E o transcurso dos trabalhos só fez aumentar meu sofrimento: fiquei enojado, pois o relatório de César Peluso foi o mais parcial e tendencioso de que tive o desprazer de tomar conhecimento em minha vida inteira.
Os ministros que o acompanharam me pareceram negações vivas da frase imortal de Platão. Como puderam avalizar aquele emaranhado ridículo de distorções e aberrações?!
No entanto, foi assim também a luta por minha anistia: depois de terríveis decepções, a sofrida vitória final.
É esta minha expectativa para o final do julgamento no Supremo.
Como disse um personagem do maior filme brasileiro de todos os tempos (Terra em Transe, do Glauber Rocha), para que se concretize o triunfo imortal da justiça e da beleza!
Um comentário:
Celso
A sua disposição pessoal de lutar para que a justiça prevaleça é exemplar. Uma disposição que deveria ser de todos aqueles que se colocam do lado de cá na luta de classes. A tentativa de condenar Battisti faz parte da cruzada sanguinária da direita que prevalece há séculos. É emblemática.
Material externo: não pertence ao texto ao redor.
PR #3650, opened 2024-11-21
Add Scan method to SourceManager to scan a single SourceUnit

mcastorina:
### Description:
Allows for scanning a single source unit as a job, with proper progress tracking.

### Checklist:


pkg/sources/source_manager.go
```diff
@@ -369,6 +413,42 @@ func (s *SourceManager) enumerate(ctx context.Context, source Source, report *Jo
...
+		ctx = context.WithValue(ctx, "source_id", report.SourceID)
+	}
+	if ctx.Value("source_name") == "" {
+		ctx = context.WithValue(ctx, "source_name", report.SourceName)
+	}
+	if ctx.Value("source_type") == "" {
+		ctx = context.WithValue(ctx, "source_type", source.Type().String())
+	}
+
+	// Check for the preferred method of tracking source units.
```
rosecodym, line 442: This comment confused me, because there aren't multiple methods of tracking units in play here. There's only "supported" and "not supported".

pkg/sources/source_manager.go
```diff
@@ -511,6 +591,44 @@ func (s *SourceManager) runWithUnits(ctx context.Context, source SourceUnitEnumC
 	}
 }
 
+// scanWithUnits produces chunks from a single SourceUnit.
+func (s *SourceManager) scanWithUnits(ctx context.Context, source SourceUnitChunker, report *JobProgress, unit SourceUnit) error {
```
rosecodym, line 595: This method name confuses me - it refers to unit**s** (plural), but only scans one unit, right?

pkg/sources/source_manager.go
```diff
@@ -511,6 +591,44 @@ func (s *SourceManager) runWithUnits(ctx context.Context, source SourceUnitEnumC
...
+	chunkReporter := &mgrChunkReporter{
+		unit:    unit,
+		chunkCh: make(chan *Chunk, defaultChannelSize),
+		report:  report,
+	}
+	// Produce chunks from the given unit.
+	var chunkErr error
+	go func() {
+		report.StartUnitChunking(unit, time.Now())
+		// TODO: Catch panics and add to report.
```
rosecodym, line 607: Can we ticket this? It seems important.

pkg/sources/source_manager.go
```diff
@@ -369,6 +413,42 @@ func (s *SourceManager) enumerate(ctx context.Context, source Source, report *Jo
...
+	}
+
+	// Check for the preferred method of tracking source units.
+	canUseSourceUnits := s.useSourceUnitsFunc != nil
+	if unitChunker, ok := source.(SourceUnitChunker); ok && canUseSourceUnits && s.useSourceUnitsFunc() {
+		ctx.Logger().Info("running source",
+			"with_units", true)
+		return s.scanWithUnits(ctx, unitChunker, report, unit)
+	}
+	return fmt.Errorf("source units not supported or configured for source: %s", source.Type().String())
```
rosecodym, line 449: Can we add the source name to this error message? I think it could be really helpful.

pkg/sources/source_manager.go
```diff
@@ -369,6 +413,42 @@ func (s *SourceManager) enumerate(ctx context.Context, source Source, report *Jo
 	return fmt.Errorf("Enumeration not supported or configured for source: %s", source.Type().String())
 }
 
+// scan runs a scan against a single SourceUnit as its only job. This method
+// manages the lifecycle of the provided report.
+func (s *SourceManager) scan(ctx context.Context, source Source, report *JobProgress, unit SourceUnit) error {
```
rosecodym, line 418: This is a very generic method name for what it actually does.

pkg/sources/source_manager.go
```diff
@@ -212,6 +212,50 @@ func (s *SourceManager) Enumerate(ctx context.Context, sourceName string, source
...
+			progress.ReportError(Fatal{err})
+		}
+	}()
+	return progress.Ref(), nil
+}
+
+// Scan blocks until a resource is available to run the source against a single
+// SourceUnit, then asynchronously runs it. Error information is stored and
+// accessible via the JobProgressRef as it becomes available.
+func (s *SourceManager) Scan(ctx context.Context, sourceName string, source Source, unit SourceUnit) (JobProgressRef, error) {
```
rosecodym, line 224: This is a very generic method name for what it does.

rosecodym (approved):
The bones of this look good - my only commentary is about naming and organization. It looks like you've added a single new code path but broken it up into three functions with pretty generic names. Did you consider writing one Big Function? I know it would be Quite Big but if we've got a ball of mud anyway I think it would be easier to refactor later if it's all in one method.

0x1:
> The bones of this look good - my only commentary is about naming and organization. It looks like you've added a single new code path but broken it up into three functions with pretty generic names. Did you consider writing one Big Function? I know it would be Quite Big but if we've got a ball of mud anyway I think it would be easier to refactor later if it's all in one method.

we _did_ consider one giant function. but it felt more manageable and readable to have it be decomposed.

pkg/sources/source_manager.go
0x1: correct. updated

mcastorina:
> Did you consider writing one Big Function? I know it would be Quite Big but if we've got a ball of mud anyway I think it would be easier to refactor later if it's all in one method.

In addition to what Ahmed said, this also seemed like the less error-prone way to duplicate functionality by copying the existing methods for `EnumerateAndScan` and removing functionality.

Also, I tried following the same naming pattern, of `EnumerateAndScan`, `Enumerate`, `Scan` but totally open to renaming them. These codepaths should only be temporary, but we all know how that can go sometimes.

rosecodym:
Ah, I see why they're called `scan` (and variants) now.

pkg/sources/source_manager.go
```diff
@@ -369,6 +413,42 @@ func (s *SourceManager) enumerate(ctx context.Context, source Source, report *Jo
 	return fmt.Errorf("Enumeration not supported or configured for source: %s", source.Type().String())
 }
 
+// scan runs a scan against a single SourceUnit as its only job. This method
+// manages the lifecycle of the provided report.
+func (s *SourceManager) scan(ctx context.Context, source Source, report *JobProgress, unit SourceUnit) error {
+	report.Start(time.Now())
+	defer func() { report.End(time.Now()) }()
```
ahrav, line 420: question: Is there a specific reason to use a separate function here instead of including it in the defer statement below?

Faz lembrar o sacrifício de Sacco e Vanzetti, que nossa memória nunca abandonará.
Não dá para esperar nada desses doutores que se arrogam juízes e ao mesmo tempo se dispõem a prestar serviços sujos. Não há justiça alguma quando quem julga é parte da contenda.
Ainda assim, vale a pena lutar para que possamos ver Battisti livre das grades pós-fascistas.